I finally got my cart! Hooked him up this evening and it went so well! The almost two years of ground work has payed off lol Didn't phase him at all and he LOVED it! He had his ears forward and was prancing along the whole time. No issues pulling it with weight either. Can't wait for more adventures =D Of course here are pics

(Also a question. These are 48" shafts. Do they look ok or should I try the 56"? I will hopfully get better pics tomorrow.)


----------



## GreySorrel (Mar 5, 2012)

Your shafts appear to be okay, rule of thumb we try to keep is that the shaft end should be at the middle of the shoulder. If it goes further out, when the driving horse turns, it will get in the way of them turning, you could catch your lines on it, etc....

Looks good and good on you for how long you ground drove. I love to see mini's and ponies in harness, they are the ferrari's of the driving, so cute and many love what they do too. Just remember to never put too much weight in your cart for him to pull.


----------



## greentree (Feb 27, 2013)

You need to know that I am not trying to be ugly, but....

The # 1 RULE of driving is NEVER HOOK THE HORSE TO THE CART WITHOUT A BRIDLE AND LINES!!! 

THREE people cannot stop a mini if he bolts with a halter. He may look small, but he can pull a LOT of weight, and drag even more with his face. 

If you did that at an event of any driving caliber, you would be asked to leave, and not invited back.

The pony looks SO cute!!!

Nancy


----------



## ArabianGrace (Sep 11, 2011)

Thank you greentree for the advise. now i know =)

Here are some pics from today =D Got my nerd BF out there too! Cargo loves driving so much. He didn't want to stop lol


----------



## loveduffy (Dec 22, 2011)

very nice


----------



## CaliforniaDreaming (May 8, 2011)

You need to fix your holdback straps. The way you have them now, they're clipped on to the footman's loop on the shaft and they're supposed to wrap around the shaft. As it is right now, it's very hard for the breaching to act as a brake system. 

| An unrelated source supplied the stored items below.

PR #5799, opened 2026-09-23
[CustomAllreduce] Re-take the expandable_segments decision at capture time

okorzh-amd:
`CustomAllreduce` refuses its registered (copy-free) CUDA-graph capture path while PyTorch `expandable_segments` is on, because VMM-backed pointers cannot be exported with `hipIpcGetMemHandle` (#4174). It then stages every all-reduce input through a device-to-device copy (`__amd_rocclr_copyBuffer`) into the pre-registered input pool.

That veto is decided **once, in `__init__`**:

```python
if not self._use_vmm and _expandable_segments_enabled():
    ...
    enable_register_for_capturing = False
self.enable_register_for_capturing = enable_register_for_capturing
```

A host that wants the registered path has one clean way to get it: keep expandable segments for weights, KV cache and eager allocations, and turn them off only for the duration of graph capture, so the graph pool's activations are ordinary `hipMalloc` memory and *are* exportable. Today that does nothing. By the time `capture()` runs the veto has already latched, and the copy-in path is taken regardless of what the allocator is doing.

## The fix

- Record what the caller asked for (`_register_for_capturing_requested`) *before* the `expandable_segments` veto.
- In `capture()`, re-evaluate the veto against the **live** allocator state. `_expandable_segments_enabled()` already reads the allocator snapshot, so no new plumbing. If expandable segments are off at that point, use the registered path for this capture.
- Restore the flag in `capture()`'s `finally`, so the decision is scoped to the capture window and never leaks into eager calls.
- The gfx1250 veto is architectural (peers would dereference unregistered pointers on replay) and is deliberately **not** re-evaluated. The VMM transport is unaffected.
- Add a class-level marker, `CustomAllreduce.defers_capture_registration = True`, so hosts can feature-detect this instead of inferring it from a version number. vLLM's side (vllm-project/vllm#57481) probes for it and stays inert without it.

Behaviour with the default configuration is unchanged. If expandable segments are on at `__init__` and still on at capture, the copy-in path is used exactly as before. If they are off at `__init__`, nothing is vetoed in the first place. Disabled communicators (unsupported world size, multi-node group, no `custom_ar` library) are still entered by `graph_capture()`. Both new attributes are set before `__init__` can return early, so `capture()` keeps working there. If `flush_graph_buffers` raises, the flag is still restored.

The re-check only ever *relaxes* the veto, and only for a caller that asked for the registered path. **Precondition for hosts:** every all-reduce input captured in the window must be allocated inside it. A tensor allocated earlier, while expandable segments were on, is still VMM-backed and cannot be IPC-exported. That is the case when the graph pool's activations feed the all-reduces, which is what a graph-capturing host normally does. The precondition is documented on `defers_capture_registration`.

## Impact

Measured with vLLM on 8x MI355X, Kimi-K3 decode (conc 1, 131k context, MTP K=6), rank 0, 4 captured passes. The host turns expandable segments off for capture (vllm-project/vllm#57481). The aiter side was applied as a runtime overlay carrying the same `capture()` logic as this PR:

| | host toggle only | host toggle + this change |
|---|---|---|
| `__amd_rocclr_copyBuffer` launches | 1396 | **236** |
| kernels launched | 12188 | **11028** |
| KDA layer (main stream) | 338.6 us | **263.3 us** |
| MLA layer (main stream) | 591.9 us | **475.8 us** |

The drop is **exactly -1160 copies = 792 two-stage + 368 one-stage all-reduce calls**, i.e. one staging copy per collective, all gone. To confirm a host is getting the registered path, look for `expandable_segments is off at capture time; using the registered custom-allreduce capture path` (logged at INFO on each capture). The `__init__` warning still fires when expandable segments are on at construction. It now says the decision is re-checked at capture instead of saying it forces copy-in.

## Test plan

New `op_tests/multigpu_tests/test_custom_allreduce_capture_registration.py`. Neither existing test covers both axes: `test_init_dist_env.py` sets expandable segments but captures no graph, and `test_custom_allreduce.py` captures a graph but never touches the allocator config. Each rank starts with `expandable_segments:True`, builds the communicator, then captures one all-reduce with and without the host toggle. It asserts:

- the `__init__` veto still fires (`enable_register_for_capturing is False` after construction);
- inside `capture()` the registered path is on if and only if the host turned expandable segments off;
- the decision does not leak out of `capture()`;
- every rank picked the same path. The registered/unregistered choice changes the kernel algorithm and the graph-buffer count, so a split across ranks is a collective mismatch, not a local inefficiency;
- the replayed graph produces the correct sum.

On platforms where the veto cannot happen (gfx1250, the VMM transport, or a build that ignores
`expandable_segments`), the flag assertions are skipped with a warning and only the result is
checked, as `test_init_dist_env.py` does. `-t 3` covers a disabled communicator.

```
for tp in 2 3 4 8; do python3 op_tests/multigpu_tests/test_custom_allreduce_capture_registration.py -t $tp; done
python3 op_tests/multigpu_tests/test_custom_allreduce.py
python3 op_tests/multigpu_tests/test_init_dist_env.py
```

## Test result

8x MI355X (gfx950), `vllm/vllm-openai-rocm:nightly-rocm100-3df4ae15` (torch 2.12.0+rocm10.0.0).
aiter was built from source. The control is upstream `main` at 1ec3cf48e, the base of this PR.

**New test**

| | TP=2 | TP=3 (disabled comm) | TP=4 | TP=8 |
|---|---|---|---|---|
| this PR, `toggle=False` | pass (copy-in) | pass | pass (copy-in) | pass (copy-in) |
| this PR, `toggle=True` | **pass (registered)** | pass | **pass (registered)** | **pass (registered)** |
| `main`, `toggle=True` | FAIL: stays on copy-in | – | FAIL | FAIL |

On `main`, `toggle=True` fails at every TP size with `expected enable_register_for_capturing=True inside capture(), saw False`, so the test catches the latched veto. TP=3 failed with `AttributeError: 'CustomAllreduce' object has no attribute 'enable_register_for_capturing'` on an earlier revision of this PR that set the attributes after `__init__`'s early returns. That is why they are now set first.

**Existing tests**

- `test_init_dist_env.py`: passes, all three modes (default / expandable / raw_override), in 6 of 8 runs across this PR and `main`. Two runs on this PR's tree hung, each time after other multi-GPU tests had run in the same container. Both hangs were in torch's rendezvous (`init_process_group` -> `_create_c10d_store`), which runs before any `CustomAllreduce` is constructed, so they cannot involve this change. The same sequence passed on both trees when repeated, and I could not pin down the cause.
- `test_custom_allreduce.py`: fails **identically on this PR and on `main`** in this environment, with `AttributeError: 'DataFrame' object has no attribute 'host_time_sum'`. The profiler returns no events, and the error is raised in `perftest`'s profiler post-processing (`aiter/test_common.py`), not in an all-reduce check. With expandable segments off, which is that test's default, this change is a no-op anyway: nothing is vetoed, so there is nothing to re-take.


op_tests/multigpu_tests/test_custom_allreduce_capture_registration.py
```diff
@@ -0,0 +1,170 @@
...
+    # mismatch, not a local inefficiency.
+    decisions = {r["during_capture"] for r in rets}
+    assert len(decisions) == 1, f"ranks disagreed on the capture path: {rets}"
+    return {"during_capture": decisions.pop()}
+
+
+if __name__ == "__main__":
+    freeze_support()
+    parser = argparse.ArgumentParser(description="config input of test")
+    parser.add_argument("-t", "--tp_size", type=int, default=2)
```
jamesETsmith: Would it make sense to update the CI to test other TP values (e.g. 4 or 8)?

okorzh-amd: that would depend on capacity current CI maintainers can allocate for it. Likely out of scope for this PR as it is not adding a new test group. 

I've tested 4 and 8 locally on my machine and it works as expected.

okorzh-amd: @Rohan138 do you have any suggestions on this? my expectation PR changes are not rank dependent so test one rank would be enough.

Rohan138: I don't really know AITER CI best practices, maybe @gyohuangxin?

PR #157, opened 2022-12-14
PodSecurityAdmissionConfigurationTemplate validation

HarrisonWAffel:
### Problem:
A new CRD was introduced (`PodSecurityAdmissionConfigurationTemplate`), but due to the current transition from the `v3` API to the `v1` API no validation could be written within Norman. 

### Solution: 
Add the missing validation to the web-hook inline with how other `V1` API objects perform validation.

In situations where a resource may have multiple issues with its configuration, only one error will be returned at a time. Including the description of many errors at once in the same response resulted in a less than readable result which would not display well in the UI. 

In situations where a template may be in use by either a `v1.Cluster` or `v3.Cluster` the web-hook will prevent the template from being deleted. Additionally, you cannot delete the default built-in templates `restricted` & `privileged` 

### Testing: 
A large amount of unit tests have been written, but these steps can be used for manual validation as well. 

A. Object Validation testing 
1. Create a new yaml file with the following contents 
```yaml
kind: PodSecurityAdmissionConfigurationTemplate
metadata:
  name: testing
  namespace: testing
configuration:
  defaults:
    enforce: "privileged"
    enforce-version: "latest"
    audit: "restricted"
    audit-version: "latest"
    warn: "privileged"
    warn-version: "latest"
  exemptions:
    usernames: ["abc123"]
    runtimeClasses: ["abs"]
    namespaces: []
```
2. Create the YAML file using `kubectl`
3. Alter the YAML file in various ways to ensure validation occurs
    a. All defaults must be either 'privileged', 'baseline', or 'restricted' 
    b. All versions must be semver (`v1.x`) or `latest`
    c. All Exemptions cannot contain duplicate values 
    d. runtime classes and namespaces must be a RFC 1123 subdomain (cannot start with `-`)

B. Object deletion testing 

1. Create a new PodSecurityAdmissionConfigurationTemplate using the above YAML
2. Create an RKE1 cluster and an RKE2 cluster 
3. For both RKE1 and RKE2, Modify the cluster YAML to include the `defaultPodSecurityAdmissionConfigurationTemplateName` field directly under the spec and set its value equal to `testing` (or the name of the PSACT you created)
4. Attempt to delete the template and verify that the web-hook prevents you due to it being used by a cluster


jiaqiluo:
> Should we prevent users from deleting the default PSACT's?

Yes, we should.

Also, we should prevent the deletion of the PSACT if any downstream cluster uses it.

pkg/resources/validation/podsecurityadmissionconfigurationtemplate/podsecurityact.go
```diff
@@ -0,0 +1,295 @@
...
+const ByPodSecurityAdmissionConfigurationName = "podSecurityAdmissionConfigurationName"
+
+func NewPodSecurityAdmissionConfigurationTemplateValidator(clients *clients.Clients) *Validator {
+	return &Validator{
+		ManagementClusterCache:   clients.Management.Cluster().Cache(),
+		provisioningClusterCache: clients.Provisioning.Cluster().Cache(),
+	}
+}
+
+func (v Validator) ValidatingWebhook(clientConfig admissionregistrationv1.WebhookClientConfig) *admissionregistrationv1.ValidatingWebhook {
```
jiaqiluo, line 47:
```suggestion
func (v *Validator) ValidatingWebhook(clientConfig admissionregistrationv1.WebhookClientConfig) *admissionregistrationv1.ValidatingWebhook {
```
This change needs to be expanded to all other methods associated to  the struct

jiaqiluo (changes requested):

jiaqiluo (approved):
LGTM 💯

pkg/generated/controllers/management.cattle.io/v3/podsecurityadmissionconfigurationtemplate.go
```diff
@@ -0,0 +1,256 @@
...
+
+	Delete(namespace, name string, options *metav1.DeleteOptions) error
+	Get(namespace, name string, options metav1.GetOptions) (*v3.PodSecurityAdmissionConfigurationTemplate, error)
+	List(namespace string, opts metav1.ListOptions) (*v3.PodSecurityAdmissionConfigurationTemplateList, error)
+	Watch(namespace string, opts metav1.ListOptions) (watch.Interface, error)
+	Patch(namespace, name string, pt types.PatchType, data []byte, subresources ...string) (result *v3.PodSecurityAdmissionConfigurationTemplate, err error)
+}
+
+type PodSecurityAdmissionConfigurationTemplateCache interface {
+	Get(namespace, name string) (*v3.PodSecurityAdmissionConfigurationTemplate, error)
```
jiaqiluo, line 67: @HarrisonWAffel 
I just realized that `PodSecurityAdmissionConfigurationTemplate` should be a **non-namespaced** resource type. Is it right? 😄 

The fix should be in rancher/rancher: we need to add `// +genclient:nonNamespaced` to where the struct is defined. 

example: https://github.com/jiaqiluo/rancher/blob/ae44c398377516fcd150b8fc2a81a9fd6d4d8fb5/pkg/apis/management.cattle.io/v3/authz_types.go#L128-L128

pkg/resources/validation/podsecurityadmissionconfigurationtemplate/podsecurityact.go
```diff
@@ -0,0 +1,295 @@
...
+	}
+
+	provClusters, err := v.provisioningClusterCache.GetByIndex(ByPodSecurityAdmissionConfigurationName, oldTemplate.Name)
+	if reportDeletionError(len(provClusters), err, "provisioning", oldTemplate.Name, resp) {
+		return
+	}
+
+}
+
+func (v *Validator) ValidateConfiguration(configurationTemplate *mgmtv3.PodSecurityAdmissionConfigurationTemplate, resp *admissionv1.AdmissionResponse) {
```
crobby, line 133: does it need to be exported?

pkg/resources/validation/podsecurityadmissionconfigurationtemplate/podsecurityact_test.go
```diff
@@ -0,0 +1,631 @@
...
+		},
+	}
+
+	m.Run()
+}
+
+func TestHandleDeletion(t *testing.T) {
+	for _, testcase := range deleteTests {
+		t.Run(testcase.testName, func(t *testing.T) {
+			// normally the `Admit` handler sets the final allowed
```
crobby, line 470: Why not test Admit directly?  It is the primary exported function.

crobby (changes requested):
A couple comments, a few questions.  Seems pretty sane.

crobby (changes requested):
Also, look into adding an integration test.  The framework for them is pretty new, but it works pretty well.

pkg/resources/validation/podsecurityadmissionconfigurationtemplate/podsecurityact.go
```diff
@@ -0,0 +1,295 @@
...
+	oldTemplate, newTemplate, err := objectsv3.PodSecurityAdmissionConfigurationTemplateOldAndNewFromRequest(&req.AdmissionRequest)
+	if err != nil {
+		return resp, err
+	}
+
+	if req.Operation == admissionv1.Create || req.Operation == admissionv1.Update {
+		v.ValidateConfiguration(newTemplate, resp)
+		if resp.Result != nil {
+			return resp, nil
+		}
```
KevinJoiner, line 92: It is not a great paradigm to pass in a variable `response` to be mutated and then checked for specific mutations. `ValidateConfiguration` should just return an error if any and then the response can be created with that error and returned. 

```suggestion
		errList := v.ValidateConfiguration(newTemplate)
		if errList.ToAggregate() != nil {
			return &admissionv1.AdmissionResponse{
				Result: &metav1.Status{
					Status:  "Failure",
					Message: errList.ToAggregate().Error(),
					Reason:  metav1.StatusReasonBadRequest,
					Code:    http.StatusUnprocessableEntity,
				},
			}, nil
		}
```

Your holdbacks should look like this


----------



## littrella (Aug 28, 2010)

Congrats for you! I know how hard you've been working for this. My only curtique (sp) is, from the the pics, it looks like he may be a bit close to the back of the cart. If he were to go into an extended trot or canter, would his back feet hit the cart?


----------



## greentree (Feb 27, 2013)

CaliforniaDreaming said:


> You need to fix your holdback straps. The way you have them now, they're clipped on to the footman's loop on the shaft and they're supposed to wrap around the shaft. As it is right now, it's very hard for the breaching to act as a brake system.
> 
> Your holdbacks should look like this


Yes, please fix those. The way it is now, the cart could HIT him in the rear, and he will not like that!!!

While someone is holding him, try rolling the cart up (it will slide in the tugs) to see how close it comes. The breeching should just sit on his rear end when it is properly adjusted, and the cart should only slightly move when tugged.

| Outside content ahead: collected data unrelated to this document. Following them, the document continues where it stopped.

PR #160, opened 2022-12-20
Bump kube-version to support k8s 1.25

cmurphy:
https://github.com/rancher/rancher/issues/39854


cbron (approved):
lgtm,  error is unrelated

PR #163, opened 2022-12-21
Update webhook deployment to require rancher-webhook-tls only when capi is enabled

crobby:
Since rancher-webhook will take care of its own cert generation, we only need to include the secret/volume for use by capi when capi is enabled.

### DIFF
--- a/charts/rancher-webhook/templates/deployment.yaml
+++ b/charts/rancher-webhook/templates/deployment.yaml
@@ -11,10 +11,12 @@ spec:
       labels:
         app: rancher-webhook
     spec:
+      {{- if .Values.capi.enabled }}
       volumes:
       - name: tls
         secret:
           secretName: rancher-webhook-tls
+      {{- end }}
       {{- if .Values.global.hostNetwork }}
       hostNetwork: true
       {{- end }}
@@ -46,9 +48,11 @@ spec:
           containerPort: 9443
         - name: capi-https
           containerPort: 8777
+        {{- if .Values.capi.enabled }}
         volumeMounts:
         - name: tls
           mountPath: /tmp/k8s-webhook-server/serving-certs
+        {{- end }}
       serviceAccountName: rancher-webhook
       {{- if .Values.priorityClassName }}
       priorityClassName: "{{.Values.priorityClassName}}"


cmurphy (commented):
It looks like this is mostly a revert of a11cc91efb51d9e062229c7e5341df752095f05d, could you explain more why the secret name was changed?

charts/rancher-webhook/templates/deployment.yaml
```diff
@@ -14,7 +14,7 @@ spec:
       volumes:
       - name: tls
         secret:
-          secretName: rancher-webhook-tls
+          secretName: cattle-webhook-tls
```
maxsokolovsky, line 17: Why the `cattle` in the secret name? I am not seeing it in previous webhook versions, it's always `rancher-webhook-tls`.

crobby:
> It looks like this is mostly a revert of [a11cc91](https://github.com/rancher/webhook/commit/a11cc91efb51d9e062229c7e5341df752095f05d), could you explain more why the secret name was changed?

I think my previous attempt was misguided and my testing of the change wound-up not really testing the change.  Previously, the rancher-webhook-tls was only used by the capi service...I thought it could also be repurposed for rancher-webhook....I was wrong.  Looking at the rancher-webhook source revealed the following reveals what the rancher-webhook is using:  https://github.com/rancher/webhook/blob/release/v0.3/pkg/server/server.go#L30

I think the previous code was wrong, but not in a way that interfered with things working correctly.  The rancher-webhook deployment was set up to expect the rancher-webhook-tls secret, but never actually used it (only used by capi afaict).  It wasn't a problem because the webhook never used to run downstream (and therefore ran separately from capi).

It all went bad when I moved the need-a-cert annotation to the rancher-webhook service because down in the wrangler code that does the secret/cert generation, it also changes the caBundle  https://github.com/rancher/wrangler/blob/master/pkg/needacert/needacert.go#L168

charts/rancher-webhook/templates/deployment.yaml
crobby: https://github.com/rancher/webhook/blob/release/v0.3/pkg/server/server.go#L30

crobby:
Ok, I've now tested this on both local and downstream clusters, with and without capi enabled and I think this is correct.

maxsokolovsky (approved):

cmurphy (approved):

Do the straps with the clips come off the breeching? If it does, turn it around and attach it to the cart, and use the clip on the ring of the breeching. This is how my marathon cart is done, and it is just a little quicker to hitch than doing all the wraps.

Adorable!! 

Nancy


----------



## ArabianGrace (Sep 11, 2011)

I fixed the breeching the way you said greentree. It works much better thanks =) The straps are not long enough to wrap, like shown.

Littrella no his feet won't hit the cart.


----------